Some facts about ice worms: they can grow as long as an inch and are black. This protects them from the sun, although they rarely encounter it; in the morning, they migrate down into the glacier, returning to the surface at the end of the day. (The name of one species, Mesenchytraeus solifugus, translates from the Latin as “flees from light.”) Ice worms don’t migrate horizontally, however, so every glacier is an island, its population genetically distinct. To capture food, the animals can anchor themselves in the ice and dangle their mouths into streams of snowmelt; they eat pollen, the spores of ferns, and snow algae. They die at temperatures much below fifteen degrees Fahrenheit or warmer than fifty degrees. The Web site for the North Cascade Glacier Climate Projectnotes that “it is hard to walk in the evening onto the snowpack . . . without squashing an ice worm.”
Dial learned about ice worms thirty years ago, while participating in a hundred-and-fifty-mile wilderness race across Alaska’s Kenai Peninsula. A shortcut took him across the Harding Ice Field. “It got dark and I was looking down at the snow and thought, Wow, there’s a lot of plant material,” he recalled. “There were these squiggly threads. I thought it was lichen, but, when I looked closer, there were hundreds, thousands, of worms on the surface.”

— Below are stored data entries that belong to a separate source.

PR #2294, opened 2024-03-16
feat(achievement): add double writes for `user_id` column

wescopeland:
A precursor to dropping the `Author` column from the `Achievements` table.

`user_id` is now written to in `UploadNewAchievement()`.

After the migration runs, the following SQL query can be run to populate the `user_id` column:
```sql
UPDATE Achievements ach
JOIN UserAccounts ua ON ach.user_id = ua.ID
SET ach.user_id = ua.ID;
```

The `Author` column is still what everything on the site reads from. A follow-up PR can drop this column from the DB, adjust all the read targets to instead use `user_id`, and delete the command.


app/Platform/Commands/UpdateAchievementsUserIds.php
```diff
@@ -0,0 +1,60 @@
...
+
+class UpdateAchievementsUserIds extends Command
+{
+    protected $signature = 'ra:platform:achievement:update-user-ids
+                            {achievementId?}';
+    protected $description = 'Update user IDs in the Achievements table. This is a precursor to dropping the User column from the table.';
+
+    public function __construct()
+    {
+        parent::__construct();
```
luchaos, line 20: could be omitted as it's redundant.

i think a raw query would be more efficient in this case than iterating over entries in code. same result though so not too important imo.

luchaos (approved):

app/Platform/Commands/UpdateAchievementsUserIds.php
wescopeland: Good call. Command removed and SQL query added to the OP of this PR.

app/Helpers/database/achievement.php
```diff
@@ -165,10 +165,12 @@ function UploadNewAchievement(
     $consoleID = $gameData['ConsoleID'];
     $consoleName = $gameData['ConsoleName'];
     $isEventGame = $consoleName == 'Events';
-    $userPermissions = getUserPermissions($author);
+
+    $author = User::where('User', $authorUsername)->first();
+    $authorPermissions = (int) $author->getAttribute('Permissions');
```
Jamiras, line 170: Recommend using `?->` or `??` in case `authorUsername` doesn't exist.

Jamiras (approved):

app/Helpers/database/achievement.php
wescopeland: In latest, adjusted to `?->` and changed the ORM query to use `firstWhere()`.

luchaos: Unrelated heads up: the reason that we have to access the permissions attribute like this instead of just `$author->Permissions` is because of the existing `->permissions()` relationship which causes a conflict. This will resolve itself as soon as the migration to roles is complete and this column removed.

PR #2528, opened 2024-06-23
fix(user): enforce uniqueness on display names

wescopeland:
**SQL to Run _Before_ Migration/Deployment:**
```sql
-- reassign all display_name values to match User, which is already unique
UPDATE `UserAccounts`
SET `display_name` = `User`;
```

---

This PR adds a uniqueness constraint on `UserAccounts.display_name`. I don't believe it's desirable for two users to have the same `display_name`.

Also, the user profile route now supports navigation by `display_name` in addition to `User`.


resources/views/pages-legacy/userInfo.blade.php
```diff
@@ -23,7 +23,7 @@
     abort(400);
 }
 
-$userPageModel = User::firstWhere('User', $userPage);
+$userPageModel = User::where('User', $userPage)->orWhere('display_name', $userPage)->first();
```
Jamiras, line 26: This doesn't actually work. `getUserPageInfo` on the next line down tries to fetch the model where `User=$userPage`, and 404s.

wescopeland: This does seem to work if the `display_name` doesn't have special chars:
Screenshot 2024-07-20 at 10 19 55 AM

However, I am able to repro the issue if I try a name that contains non-ASCII chars. I've pushed some small changes to account for this.

We're going to probably need to fix the validation issue at both the code (`isValidUsername`) and the DB level. There are some crazy `display_name` values currently stored in the DB that I'm going to go out on a limb and say we should not support:

* ᜇᜒᜌᜒᜆ᜔ᜇᜓ
* COSTA༬
* Exe³³³
* ??ØØ?

In latest, I've updated `isValidUsername` to add what I think is a reasonable regex-based validation pattern. We can query against this pattern directly in the DB with:
```sql
SELECT * FROM UserAccounts
WHERE display_name NOT REGEXP '^[[:alpha:][:digit:][:space:]_.-]+$';
```

On my local, this yields 6 results. We should remove the display name for all of those users via:
```sql
DELETE FROM UserAccounts
WHERE display_name NOT REGEXP '^[[:alpha:][:digit:][:space:]_.-]+$';
```

app/Helpers/util/string.php
```diff
@@ -29,11 +28,20 @@ function attributeEscape(?string $input): string
...
 function isValidUsername(?string $username): bool
 {
+    /**
+     * Allows:
+     *   - \p{L}: Any kind of letter from any language.
+     *   - \p{N}: Any kind of numeric character from any script.
+     *   - \s   : Spaces.
+     *   - \-_.  : Hyphens, underscores, and periods.
+     */
+    $allowedPattern = '/^[\p{L}\p{N}\s\-_.]*$/u';
```
Jamiras, line 38: I think we want to continue to restrict user names to ASCII only. If they want Unicode characters, they can put those in the display name.

resources/views/pages-legacy/userInfo.blade.php
Jamiras: It works for `Scotty` because there's actually a `Scotty` user, in which case, I'd expect _that_ profile to load.

Given the possible overlap of display names and username, I think you should abandon trying to support display names in the URL.

wescopeland: Fair enough - reverted URL support changes in latest. I've also updated the SQL query in the OP to match your suggestion:
```sql
UPDATE `UserAccounts`
SET `display_name` = `User`;
```

Jamiras: Long term, I think we want the URL to _always_ look up by display name, since that's the only thing that should be public. If I change my display_name to "UniqueDisplayName", I wouldn't expect anyone to know to go to `/user/Jamiras` to find me.

Jamiras: It's a conversation for another time, but we should also maintain some sort of "retired" display_name list. If a user changes their display_name after some period of time (maybe six months or a year), the old display_name gets reserved so someone else wouldn't be able to impersonate the original user.

wescopeland: > Long term, I think we want the URL to always look up by display name, since that's the only thing that should be public. If I change my display_name to "UniqueDisplayName", I wouldn't expect anyone to know to go to /user/Jamiras to find me.

That makes sense to me. If we're in a world where all `{user}` routes are looking up by `display_name` instead of `User`, I'm guessing we probably don't need to worry about enforcing no overlap between `display_name` and the username.

> we should also maintain some sort of "retired" display_name list

My understanding is this is what the `user_usernames` table is for.

Jamiras:
> I've also updated the SQL query in the OP to match your suggestion:
```
UPDATE `UserAccounts`
SET `display_name` = `User`;
```
Don't we still want to maintain those unicode values that already exist? (where not null, and resolve uniqueness)

wescopeland:
If we do, I still think we should throw out the ones that I categorized as "crazy" earlier:

```sql
DELETE FROM UserAccounts
WHERE display_name NOT REGEXP '^[[:alpha:][:digit:][:space:]_.-]+$';
```
then:
```sql
UPDATE `UserAccounts`
SET `display_name` = 'User'
WHERE `display_name` IS NOT NULL;
```

Jamiras:
@luchaos - [Since you went through the effort](https://discord.com/channels/476211979464343552/1002697125081124986/1167420029113999370) of transferring the non-ASCII usernames to the display_name field, what are your thoughts on sanitizing them?

There are currently six accounts that are incompatible with a unique key on display_name:
```
> select User, display_name, LastLogin from UserAccounts where display_name in (select display_name from UserAccounts where display_name is not null group by display_name having count(*) > 1) order by display_name;
```
Five of which haven't even been used as far as I can tell.

wescopeland:
All `display_name` values in prod have been set to null: https://discord.com/channels/476211979464343552/718091467893243937/1272243405333856347

Jamiras (approved):

wescopeland:
Going to go ahead and merge this to get it off our plate.

I'm not sure if we want to run this SQL query in any environment:
```sql
UPDATE `UserAccounts`
SET `display_name` = `User`;
```

MariaDB treats NULL as unique, and we currently don't have any code to double-write this value (and I'm not sure that's desirable). My thinking right now is we continue to leave all `display_name` values as NULL until we support username changes.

For the Nature Geoscience study, Dial and his colleagues set up a large experimental plot on the same ice field, dividing it into thirty-metre squares. They showered some squares with plain water, which increased the algae’s growth by half, and others with nutrient-rich water, which increased growth fourfold. Then they assessed the density of the snow in each square, measured how much the surface had lowered, and calculated the amount of snow the algae were melting. “Lo and behold, the more algae there were, the more melt there was,” Dial said. His team designed an algorithm for calculating melt, then used satellite imagery to generalize it across the entire field. “Seventeen per cent of all the water that was melting was from snow that had algae on it,” Dial said. “That’s a pretty big chunk.”
It’s probably too early to get alarmed about snow algae. And, anyway, they aren’t causing climate change; that’s on us. But they clearly thrive on it, and they are yet another indicator that humankind has barely begun to understand the resonances of its own existence, much less the steps it must take to insure its survival. And, of course, snow algae need snow; when that’s gone, which seems to be the direction of things, the snow algae will go, too, along with the ice worms and the wingless glacier midges. (Tardigrades could stick around longer; a recent study suggested that, if the world ends in a nuclear holocaust, they might be the only organisms that weather it.) Before the snow algae vanish, though, and while there’s still some glacier left, it’s entirely possible that the last snow we’ll see on Earth will be pink or even red—a blush, a bruise, a rush of blood.